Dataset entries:
------------------------------------

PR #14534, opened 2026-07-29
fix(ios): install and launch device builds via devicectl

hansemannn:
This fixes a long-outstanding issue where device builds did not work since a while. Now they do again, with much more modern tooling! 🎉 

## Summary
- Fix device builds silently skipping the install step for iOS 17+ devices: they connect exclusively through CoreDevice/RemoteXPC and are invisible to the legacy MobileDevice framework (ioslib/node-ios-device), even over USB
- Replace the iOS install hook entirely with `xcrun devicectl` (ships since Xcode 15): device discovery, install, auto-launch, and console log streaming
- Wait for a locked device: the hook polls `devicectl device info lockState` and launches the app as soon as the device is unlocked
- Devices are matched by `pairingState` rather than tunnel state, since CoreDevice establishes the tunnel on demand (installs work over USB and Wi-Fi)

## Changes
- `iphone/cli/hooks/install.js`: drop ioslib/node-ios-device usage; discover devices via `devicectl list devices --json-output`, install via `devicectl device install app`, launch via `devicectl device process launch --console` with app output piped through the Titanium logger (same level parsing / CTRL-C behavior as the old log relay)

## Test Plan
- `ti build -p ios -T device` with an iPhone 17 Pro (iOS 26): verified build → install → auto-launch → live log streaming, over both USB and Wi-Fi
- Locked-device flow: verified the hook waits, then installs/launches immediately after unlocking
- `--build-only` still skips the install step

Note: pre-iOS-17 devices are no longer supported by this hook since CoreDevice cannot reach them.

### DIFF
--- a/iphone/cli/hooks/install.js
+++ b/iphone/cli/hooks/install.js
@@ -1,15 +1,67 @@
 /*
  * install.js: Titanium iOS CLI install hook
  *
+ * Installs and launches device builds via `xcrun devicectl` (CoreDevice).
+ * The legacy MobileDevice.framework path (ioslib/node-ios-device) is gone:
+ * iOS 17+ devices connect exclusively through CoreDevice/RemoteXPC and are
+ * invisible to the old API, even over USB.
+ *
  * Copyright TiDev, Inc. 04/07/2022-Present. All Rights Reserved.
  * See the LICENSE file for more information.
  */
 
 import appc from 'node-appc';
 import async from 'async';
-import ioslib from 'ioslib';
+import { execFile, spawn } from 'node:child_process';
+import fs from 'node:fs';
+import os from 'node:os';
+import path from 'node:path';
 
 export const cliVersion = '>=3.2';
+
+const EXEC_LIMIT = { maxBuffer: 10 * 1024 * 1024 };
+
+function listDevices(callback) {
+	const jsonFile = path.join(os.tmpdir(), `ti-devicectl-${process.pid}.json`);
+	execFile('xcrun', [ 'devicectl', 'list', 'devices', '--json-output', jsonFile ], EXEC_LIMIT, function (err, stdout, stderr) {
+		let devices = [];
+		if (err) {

------------------------------------

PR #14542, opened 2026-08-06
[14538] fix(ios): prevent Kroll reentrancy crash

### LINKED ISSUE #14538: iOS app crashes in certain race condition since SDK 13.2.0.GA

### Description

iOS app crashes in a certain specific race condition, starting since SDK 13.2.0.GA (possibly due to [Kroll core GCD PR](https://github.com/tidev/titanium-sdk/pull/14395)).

------------------------------------

EXERCISE AIM:
In the data above, which lines lie between the line with "- Replace the" and the line with "- Wait for a", inclusive? Print those lines exactly and nothing else.

ANSWER TO THIS PROBLEM:
- Replace the iOS install hook entirely with `xcrun devicectl` (ships since Xcode 15): device discovery, install, auto-launch, and console log streaming
- Wait for a locked device: the hook polls `devicectl device info lockState` and launches the app as soon as the device is unlocked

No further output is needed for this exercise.